FDA’s Lessons on Internal Reporting

Aside from all the FCPA news that’s been happening lately, compliance officers also have a cautionary tale to consider this week about internal reporting. We have the fiasco of the Food & Drug Administration and a whistleblower trying to raise alarms about poor conditions at Abbott Nutrition’s infant formula manufacturing plant in Michigan.

The Washington Post broke the story earlier this week, and compliance professionals with babies at home may want to strap on a helmet since you’ll be banging your head against the wall before we’re done. 

As reported in the Post, a whistleblower submitted a detailed report to the FDA about their concerns for the Abbott plant last October. The report then languished for another four months before it finally was escalated in February to senior food safety officials at the FDA who could understand the gravity of the problem. 

By the time the whistleblower’s report did reach the desk of Frank Yiannas, the FDA’s deputy commissioner for food policy, one infant had already died and at least two more were hospitalized. Another infant died soon thereafter, and the FDA rushed to shut down the plant — which directly led to the infant formula shortage gripping the country today.

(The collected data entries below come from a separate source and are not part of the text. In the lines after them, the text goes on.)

PR #156, opened 2022-02-03
 Support interactiveApi with the full-screen Scaling interactive [#181103123]

dougmartin:
This change upgrades the lara client client to the current version and passes the full initInteractive message passed by AP to the fullscreen interactive mixed in with the current initMessage the fullscreen interactive creates.  The interactiveApi in CFM needs the info in the full message.

It was decided in this PR to only address the fullscreen interactive.  This same init message passing may need to be done for the other interactives that use the iframe-runtime container.

### DIFF
--- a/src/full-screen/components/runtime.tsx
+++ b/src/full-screen/components/runtime.tsx
@@ -93,7 +93,7 @@ export const Runtime: React.FC = () => {
 
   if (!subinteractiveUrl) {
     return <div>No sub items available. Please add them using the authoring interface.</div>;
-  } else {
+  } else if (initMessage) {
     return (
       <>
         <IframeRuntime url={subinteractiveUrl}
@@ -101,10 +101,13 @@ export const Runtime: React.FC = () => {
                        interactiveState={interactiveState}
                        setInteractiveState={setInteractiveState}
                        setHint={setHint}
+                       initMessage={initMessage}
         />
         {screenfull &&
           <FullScreenButton isFullScreen={screenfull.isFullscreen} handleToggleFullScreen={toggleFullScreen} />}
       </>
     );
+  } else {
+    return <div>Loading...</div>;
   }
 };
--- a/src/full-screen/components/runtime.tsx
+++ b/src/full-screen/components/runtime.tsx
@@ -90,8 +90,7 @@ export const Runtime: React.FC = () => {
   if (!wrappedInteractive) {
     return <div>No sub items available. Please add them using the authoring interface.</div>;
   } else {
-    const shared = queryString.parse(location.hash)?.shared;
-    const url = `${wrappedInteractive}${shared ? `#shared=${shared}` : ""}`;
+    const url = Array.isArray(wrappedInteractive) ? wrappedInteractive[0] : wrappedInteractive;
 
     return (
       <>
--- a/src/full-screen/components/runtime.tsx
+++ b/src/full-screen/components/runtime.tsx
@@ -85,29 +85,25 @@ export const Runtime: React.FC = () => {
 
   const iframeStyle = setScaling();
 
-  const params = queryString.parse(location.search);
-  const hash = queryString.parse(location.hash);
-  const sharedDoc = hash.shared ? "#shared="+hash.shared : "";
-  const preUrl = params?.wrappedInteractive + sharedDoc;
-  const subinteractiveUrl = preUrl && encodeURI(preUrl);
+  const wrappedInteractive = queryString.parse(location.search)?.wrappedInteractive;
 
-  if (!subinteractiveUrl) {
+  if (!wrappedInteractive) {
     return <div>No sub items available. Please add them using the authoring interface.</div>;
-  } else if (initMessage) {
+  } else {
+    const shared = queryString.parse(location.hash)?.shared;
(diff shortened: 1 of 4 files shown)


src/shared/components/iframe-runtime.tsx
```diff
@@ -91,7 +92,9 @@ export const IframeRuntime: React.FC<IProps> =
       if (libraryInteractive?.localLinkedInteractiveProp && authoredState?.[libraryInteractive.localLinkedInteractiveProp]) {
         linkedInteractives = [ {id: authoredState[libraryInteractive.localLinkedInteractiveProp], label: libraryInteractive.localLinkedInteractiveProp} ];
       }
+
       phone.post("initInteractive", {
+        ...initMessage,   // for now only fullscreen sets this prop so that the needed info for cfm interactiveApi is passed
```
kswenson, line 97: When I was looking at this with @eireland, I/we had a question about the contents of the initMessage. The property at issue is that the `interactiveApiProvider` assumes that there is an `interactive` property which can be dereferenced for its `id`, presumably for the purpose of getting the `id` of the embedded interactive. When this is sent from the AP in a situation in which there is a full-screen interactive wrapping another interactive, which interactive is specified in the `interactive` prop? Is it the full-screen interactive or the embedded one? If it's the former, then shouldn't the full-screen interactive be replacing the `interactive` property with one that references the embedded interactive instead?

scytacki: In the case of the full-screen interactive, it is acting basically as a transparent proxy of the interactive it is wrapping. So I think it makes the most sense for the interactive it is wrapping to be passed the id that was originally passed by the AP (host). 

Furthermore, the host doesn't know anything about the wrapped interactive so it has no id that it could provide. This id basically represents the id of the interactive in the authoring system. 

For some tangential info about these IDs they are mentioned in a section of this doc: https://docs.google.com/document/d/1vhRfcrxPRMtJRkHDqYbDPXKPDCqZV5JjjKoSmqB5zMg/edit#heading=h.3ig3ztmzycvi
Note however, that since that section was written, the format of the ids has been updated as indicated in a following section: https://docs.google.com/document/d/1vhRfcrxPRMtJRkHDqYbDPXKPDCqZV5JjjKoSmqB5zMg/edit#heading=h.m617becjaecd

Coming back to the original problem, when the interactive being wrapped is being used in the carousel or side-by-side  which support wrapping multiple interactives the id is a problem. With Doug's change the id is still not set when this is used by the carousel or side-by-side.  It isn't clear what to should be set to in these cases. It seems like it should be unique for each of the interactives. However, the current way the logging and reporting services work it is probably best that it is the same as the top level interactive. That is because these systems will only know about this top level id, so when they are trying to group data together they will only find the data if it has this top level id.
Another potential issue is how attachments work. I believe the attachment code on the host and in the interactive depends on this id being unique. This way attachments saved by one interactive do not conflict with attachments with the same name saved by another interactive. 

So the summary is that this id issue is problematic for these nested interactives. Hopefully we'll run into this when working on the reporting of the side-by-side interactive which is scheduled next week. And we can figure out how bad the problem is then.

scytacki (approved):
Hopefully this will fix the problem for now. 
We will very likely need to come back to it soon.

dougmartin:
@scytacki I added a couple of commits since your approval:

- https://github.com/concord-consortium/question-interactives/pull/156/commits/3788936d7059217ae3832210cd6e9623ef44f2db : this removes the escaping of the url in the iframe runtime
- https://github.com/concord-consortium/question-interactives/pull/156/commits/4b31f0ff881f5986018ece63be1454458bf81ac4 : this fixes a line to set the `initMessage` that got dropped in the previous commit

src/full-screen/components/runtime.tsx
```diff
@@ -85,18 +85,17 @@ export const Runtime: React.FC = () => {
...
-  const subinteractiveUrl = preUrl && encodeURI(preUrl);
+  const wrappedInteractive = queryString.parse(location.search)?.wrappedInteractive;
 
-  if (!subinteractiveUrl) {
+  if (!wrappedInteractive) {
     return <div>No sub items available. Please add them using the authoring interface.</div>;
-  } else if (initMessage) {
+  } else {
+    const shared = queryString.parse(location.hash)?.shared;
+    const url = `${wrappedInteractive}${shared ? `#shared=${shared}` : ""}`;
```
scytacki, line 94: I think this should be removed. I know it was there before, but that seems like a mistake to me. 
The author should be escaping the URL correctly so there would be no need for the interactive to look for hash parameters on the full-screen interactive's URL.

Ie. the URL should have a search string like `?wrappedInteractive=https%3A%2F%2Fcodap.concord.org%23shared%3D1234`

Which would then get turned into `https://codap.concord.org#shared=1234`
`queryString.parse`

This way there is no special logic in the full-screen interactive, it is just passing through the wrappedInteractive parameter. 

No one is using this full-screen interactive so it is fine to change how it works.

scytacki (changes requested):
I think it should be simplified even further.

src/full-screen/components/runtime.tsx
dougmartin: Resolved in https://github.com/concord-consortium/question-interactives/pull/156/commits/8bc09db1edfc1d38a7469952bfec980f817ffda1

PR #161, opened 2022-02-15
Fix missing environment variable in production builds [#181270128]

dougmartin:
The S3_DEPLOY_DIR environment variable was not set for production deploys causing reads of s3_website.yml to fail due to it trying to call Regexp.escape(nil) where nil was the missing environment variable value.

With this fix the S3_DEPLOY_DIR is always exported.


scytacki (approved):
Seems fine to me.

PR #162, opened 2022-02-16
Added version.json generation in webpack.

dougmartin:
This is so we can see which version is live in the root production deploy either manually or programmatically.

This generates a root level file at compile time containing the following information pulled either from the package.json file or the current date:

- name
- version
- description
- buildDate (human readable)
- buildTimestamp (unix timestamp)

**UPDATE**

Here is the generated version.json for this branch:

https://models-resources.concord.org/question-interactives/branch/generate-version-json/version.json

### DIFF
--- a/generate-version-json.js
+++ b/generate-version-json.js
@@ -1,0 +1,13 @@
+const {name, version , description} = require('./package.json');
+
+const now = new Date();
+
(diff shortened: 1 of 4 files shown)


scytacki (approved):
looks fine to me

PR #163, opened 2022-02-16
Fix drag-and-drop interactive does not look correct in report/dashboard.

emcelroy:
PT Story: https://www.pivotaltracker.com/story/show/181154848

[#181154848]

When the drag-and-drop interactive is being displayed within a teacher dashboard or report, it will be scaled to fit the confines of its container and not display its prompt. If the optional `view` URL param is present and set to "standalone", the interactive should not be scaled and its prompt should be displayed.

These changes go along with [these changes to portal-report](https://github.com/concord-consortium/portal-report/pull/377) and [these changes in LARA](https://github.com/concord-consortium/lara/pull/909).

### DIFF
--- a/src/drag-and-drop/components/container.tsx
+++ b/src/drag-and-drop/components/container.tsx
@@ -13,7 +13,7 @@ import { cssUrlValue } from "../../shared/utilities/css-url-value";
 export interface IProps extends IRuntimeQuestionComponentProps<IAuthoredState, IInteractiveState> {
   // Used only for authoring (initial state is part of the authored state).
   setInitialState?: (initialState: IInitialState) => void;
-  view?: string;
+  view?: "standalone";
 }
 
 interface IDimensions {
--- a/src/drag-and-drop/components/container.tsx
+++ b/src/drag-and-drop/components/container.tsx
@@ -13,6 +13,7 @@ import { cssUrlValue } from "../../shared/utilities/css-url-value";
 export interface IProps extends IRuntimeQuestionComponentProps<IAuthoredState, IInteractiveState> {
   // Used only for authoring (initial state is part of the authored state).
   setInitialState?: (initialState: IInitialState) => void;
+  view?: string;
 }
 
 interface IDimensions {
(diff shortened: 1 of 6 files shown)


src/drag-and-drop/components/container.tsx
```diff
@@ -226,7 +230,9 @@ export const Container: React.FC<IProps> = ({ authoredState, interactiveState, s
   const draggingAreaStyle = {
     width: canvasWidth + "px",
     height: canvasHeight + "px",
-    backgroundImage: authoredState.backgroundImageUrl ? cssUrlValue(authoredState.backgroundImageUrl) : undefined
+    backgroundImage: authoredState.backgroundImageUrl ? cssUrlValue(authoredState.backgroundImageUrl) : undefined,
+    transform: report && view !== "standalone" ? `scale(${scaleRatioForReport})` : undefined,
```
scytacki, line 234: I'm guessing you tested this, but often when applying scale changes in css mouse pointer and touch events can get messed up. You'd usually see the issue when trying to click and drag something. 
This issue is why we usually do scaling at the iframe level instead of inside of the interactive.  But in this case this approach seems to make sense, as long as we test it and fix any pointer event issues.

src/shared/components/base-question-app.tsx
```diff
@@ -30,6 +30,7 @@ export interface IRuntimeQuestionComponentProps<IAuthoredState, IInteractiveStat
   interactiveState?: IInteractiveState | null,
   setInteractiveState?: (updateFunc: UpdateFunc<IInteractiveState>) => void;
   report?: boolean;
+  view?: string;
```
scytacki, line 33: This should be restricted to "standalone".  It is probably best to just explicitly put that here for now.

But if you wanted to delve into typescript stuff, you can probably find a way to pull the possible values out of the lara-interactive-client types.

scytacki (changes requested):
Should add explicit "standalone" value here.

src/drag-and-drop/components/container.tsx
emcelroy: @scytacki In the context of a teacher report/dashboard, do we want to allow the interactive to be manipulated? When working on this it seemed like the interactive was specifically frozen to not allow it to be changed, but maybe I'm wrong about that.

scytacki (changes requested):
The code looks good to me.

However the dependency on the lara-interactive-api needs to be update to reference a new release. Without this the Jest tests won't pass on CI.

So the lara PR should be merged and a new release of the lara-interactive-api should be released to npm. Then this PR should be updated to refer to that new version.

scytacki (approved):
Looks good.

I would have bumped the api version 1.6.0 because this was a new feature of the API not a bug fix, but it is fine it isn't worth re-releasing.

PR #164, opened 2022-02-18
Fix side-by-side interactive doesn't fully update state consistently

emcelroy:
PT Story: https://www.pivotaltracker.com/story/show/181154948

[#181154948]

These changes are meant to make the side-by-side interactive call data listeners immediately after they're added and provide any state of its child interactives that it knows about. Without that feature, it's possible for the child interactives to initially load without any state.

### DIFF
--- a/src/side-by-side/components/runtime.tsx
+++ b/src/side-by-side/components/runtime.tsx
@@ -29,10 +29,10 @@ export const Runtime: React.FC<IProps> = ({ authoredState, interactiveState, set
   }, [dataListeners]);
 
   useEffect(() => {
-    if (interactiveState?.leftInteractiveState.dataset) {
+    if (interactiveState?.leftInteractiveState?.dataset) {
       updateDataListeners(interactiveState.leftInteractiveState);
     }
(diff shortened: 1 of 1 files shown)


scytacki (changes requested):
With the minor consistency change this seems OK to me.

It still doesn't handle the general problem of an interactive in the side-by-side interactive wanting to listen to state changes in any other interactive. It is just working specifically in the the case where one of the interactives has a dataset property in its state. 
I put a little info about that in this document where I'm trying to keep track of all of the interactive hosts and how they vary: https://docs.google.com/document/d/1TQHCQ0ULontviH-wv7r-3I0n8HEdXOb5U_8AKtzQoT4/edit#

The general solution would be more complicated, so I think it is fine to keep this as is for now.

pjanik (approved):
It's been a while since I was working on that, but I skimmed through the code and it looks good. I'd ask if we need to check to `dataset` prop, but I bet it would be too easy to make all that generic (I don't remember too well the linked state implementation).

PR #167, opened 2022-03-01
Fix side-by-side interactive in report or dashboard layout issues.

emcelroy:
PT Story: https://www.pivotaltracker.com/story/show/181220233

[#181220233]

### DIFF
--- a/src/shared/components/iframe-runtime.tsx
+++ b/src/shared/components/iframe-runtime.tsx
@@ -25,13 +25,12 @@ interface IProps {
   setHint?: (state: any) => void | null;
   addLocalLinkedDataListener?: (request: IAddLinkedInteractiveStateListenerRequest, phone: IframePhone) => void;
   scale?: number;
-  view?: "standalone";
 }
 
 export const IframeRuntime: React.FC<IProps> =
   ({ authoredState, id, iframeStyling, interactiveState, logRequestData, report,
       url, setHint, setInteractiveState, addLocalLinkedDataListener, initMessage, 
-      scale, view }) => {
+      scale }) => {
     const [ iframeHeight, setIframeHeight ] = useState(300);
     const [ internalHint, setInternalHint ] = useState("");
     const iframeRef = useRef<HTMLIFrameElement>(null);
@@ -99,7 +98,6 @@ export const IframeRuntime: React.FC<IProps> =
       const initInteractiveMessage = {
         ...initMessage,   // for now only fullscreen sets this prop so that the needed info for cfm interactiveApi is passed
         mode: report ? "report" : "runtime",
-        view: view,
         authoredState,
         // This is a trick not to depend on interactiveState.
         interactiveState: interactiveStateRef.current,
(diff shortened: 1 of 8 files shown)


emcelroy:
@scytacki I haven't tested this with a wide variety of side-by-side interactive examples yet. I wanted to get your thoughts on the general approach first.

It will require adding yet another property (`division`) to `IReportInitInteractive` in the lara-interactive-api. I tried a few ways of scaling things at a higher level so we wouldn't have to do that, but I couldn't get anything else to work correctly.

Also note especially that I added a `renderRuntime` method to the `BaseApp` component. Originally, the `BaseApp` component had a comment about it being for interactives that don't appear in reports. But since the graph interactive uses BaseApp and will appear in reports, that isn't true. Would that change be OK? Or would it be better to modify the graph interactive to use `BaseQuestionApp`?

scytacki (changes requested):
I think we have to find another way instead of using a new division property. That is too specific to the side-by-side interactive.  I can work with you on this later today. Have you tried using the dimensions of the window to figure out the width of the iframe?
Or possibly having the side-by-side apply scaling to the iframe element instead of requiring the graph and drag-drop to do their own scaling.

If we can get rid of that division property maybe that means we can also avoid having to add the report stuff to the base-app. But if we have to, then I guess it is OK. We should just add a more specific comment about why BaseApp supports reporting. Since generally if an interactive doesn't save state it can't show up in the report.

src/shared/components/iframe-runtime.tsx
```diff
@@ -117,9 +121,24 @@ export const IframeRuntime: React.FC<IProps> =
         phoneRef.current.disconnect();
       }
     };
-  },[addLocalLinkedDataListener, authoredState, logRequestData, report, setHint, url, initMessage]);
+  },[addLocalLinkedDataListener, authoredState, logRequestData, report, setHint, url, initMessage, view]);
 
-  const iframeStyle = iframeStyling ?? {width: "100%", height: iframeHeight, border: "none"};
+  let scaledIframeStyle = undefined;
+  if (scale && report && view !== "standalone") {
```
scytacki, line 127: Rather than pass the `view` in here. It would be better for the component using this IframeRuntime to not set the scale when the view is standalone. That way this IframeRuntime component doesn't need to know about this view property.

src/shared/components/iframe-runtime.tsx
```diff
@@ -117,9 +121,24 @@ export const IframeRuntime: React.FC<IProps> =
...
+      transformOrigin: "left top",
+      width: `${100/scale}%`
+    };
+  }
+
+  const iframeStyle = scaledIframeStyle
+                        ? scaledIframeStyle
+                        : iframeStyling
+                          ? iframeStyling
+                          : {width: "100%", height: iframeHeight, border: "none"};
```
scytacki, line 141: I would expect that iframeStyling should override the scale setting. So if a user of the IframeRuntime component sets the iframeStyling this would override the scale based styling.

src/shared/components/iframe-runtime.tsx
```diff
@@ -117,9 +121,24 @@ export const IframeRuntime: React.FC<IProps> =
...
     };
-  },[addLocalLinkedDataListener, authoredState, logRequestData, report, setHint, url, initMessage]);
+  },[addLocalLinkedDataListener, authoredState, logRequestData, report, setHint, url, initMessage, view]);
 
-  const iframeStyle = iframeStyling ?? {width: "100%", height: iframeHeight, border: "none"};
+  let scaledIframeStyle = undefined;
+  if (scale && report && view !== "standalone") {
+    scaledIframeStyle = {
+      border: "none",
+      height: `${300/scale}px`,
```
scytacki, line 130: It would be better if `iframeHeight` was used here instead of 300. This way interactives that use the interactive api to request more space will still work properly.

scytacki (changes requested):
looks good. I just have a few requests to keep the iframeruntime general.

src/shared/components/iframe-runtime.tsx
emcelroy: @scytacki Do the latest changes make sense? I had thought of doing that before, but lines 89 and 103 in runtime.tsx seemed a little on the too cognitively complex side. Maybe not, though? Or maybe there's a better way to do it that I'm not thinking of?

scytacki: I think the approach in runtime.tsx is OK.
You could pull it out to a `leftScale` and `rightScale` variable so the logic is not inside of the jsx. For example:
```
let leftScale = undefined;
let rightScale = undefined;
if (report && view !== "standalone") {
  leftScale = leftReportScale;
  rightScale = rightReportScale;
}
```
But I think what you've got might be easier to read than what I put above.

scytacki (approved):
Looks great to me

PR #169, opened 2022-03-03
181436055 update dependencies

emcelroy:
Note that I upgraded Firebase to Firebase 9 but opted to use the [compat library instead of the new modular library](https://firebase.google.com/docs/web/modular-upgrade). I ran into trouble trying to use the modular library and decided it wasn't worth the time to convert things right now.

What will make compliance officers scream is that the FDA ignored the whistleblower’s report for four months because neither the FDA’s food policy divisions nor the agency’s food safety inspectors need to report to Yiannas. Rather, those divisions report directly to the FDA commissioner, who historically hails from a medical background and puts a priority on pharmaceutical issues. 

So we had a flawed organizational structure that thwarted the escalation of internal reports to executives who could properly assess the issue. Families across the country are paying the price of that mistake. 

That’s the lesson here for corporate compliance and audit professionals: assess the mechanics of your internal reporting system, to be sure that reports are classified properly; and assess the oversight of your issues management process, to be sure that once a report enters the system, it goes to people with the competence and authority to address it.

Internal Reporting and Escalation

Yiannas’ interview with the Washington Post makes for disturbing reading. The killer quote is probably this: 

“It wasn’t sent to me, and it wasn’t shared with me internally. How does this happen?” Yiannas, who previously ran the food safety program for Walmart, the nation’s largest grocer, told the Washington Post. “There were early signals, and in any safety profession you want to take those seriously to stop the domino effect. That didn’t happen.”

Well, precisely. Yiannas actually raises two distinct but important points that internal reporting and issue management systems need to get right.

First is that bit about early signals. Yiannas is really talking there about risk identification: does your organization understand which individual pieces of evidence connect to the various risks that you face? 

To have that understanding, you need to compile a list of the risks you face; and then engage in a rigorous process to consider what evidence would connect to each risk. For example,  what words would a reporter use? What questions could you ask (in an online intake system, for example) to elicit critical information from a reporter? 

Then you can start to build an early-warning system that can correctly interpret those early signals Yiannas mentioned. (Or, more likely, you can have a productive conversation with internal reporting vendors to assure that their proposed structure meets your needs.)

The second important point is about taking things seriously. That’s risk escalation. 

Plenty of compliance technology vendors will say their systems can route each internal report to whomever at your company should see it. I take the vendors at their word and don’t worry about that part. (Although remember that report from earlier this year, finding that most companies don’t use any formal case management system.)

Instead, I worry that your org chart won’t align with the escalation path that each risk needs. That was the FDA’s problem, after all; Yiannas, head of the FDA’s Office of Food Policy & Response, didn’t see a 34-page whistleblower report raising serious questions about food safety. 

This is where internal audit teams could help. They can assess whether your internal reporting and case management system includes people with the right competency to evaluate the nature of the report

Sometimes that question has an easy answer. For example, if the report alleges fraudulent financial reporting, steer it to an investigator with expertise in accounting. Other issues might not be so clear, especially if they involve technical matters such as a cybersecurity weakness or manufacturing defects. 

You might also need to consider office politics and turf wars. Again, internal audit can be your friend here, since they answer to the board’s audit committee and have more ability to recommend structural changes. 

On Reforming the FDA

The House held hearings earlier this week to explore the infant formula crisis, including whether the FDA needs structural changes so it can address such risks more quickly. Consumer groups and food safety advocates are already calling for just such structural change. 

I’d be remiss if I didn’t stress that the FDA should be led by a physician or some similar person with expertise in pharmaceuticals and public health — especially these days, as we still struggle to put the covid pandemic behind us. But the agency does have dual objectives of food safety and drug industry oversight. So FDA leadership needs to assure that its organizational structure allows competent people in each field to see internal reports relevant to their expertise. 

That’s a point the corporate world needs to embrace, too.